=== Begin Enclosure ===

PR #738, opened 2024-11-04
shorten log messages

tbhi:


lib/dashboard/alerts/common/alert_analysis_base.rb
```diff
@@ -67,8 +67,8 @@ def log_stack_trace(e, backtrace = true)
     @error_message = e.message
     @backtrace = e.backtrace
 
-    logger.warn e.message
-    logger.warn e.backtrace if backtrace
+    logger.warn e.message.truncate(120)
```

=== End Enclosure ===

## What to do:
The answer is every entry, copied word for word.

## Written response:
PR #738, opened 2024-11-04
shorten log messages

tbhi:


lib/dashboard/alerts/common/alert_analysis_base.rb
```diff
@@ -67,8 +67,8 @@ def log_stack_trace(e, backtrace = true)
     @error_message = e.message
     @backtrace = e.backtrace
 
-    logger.warn e.message
-    logger.warn e.backtrace if backtrace
+    logger.warn e.message.truncate(120)
```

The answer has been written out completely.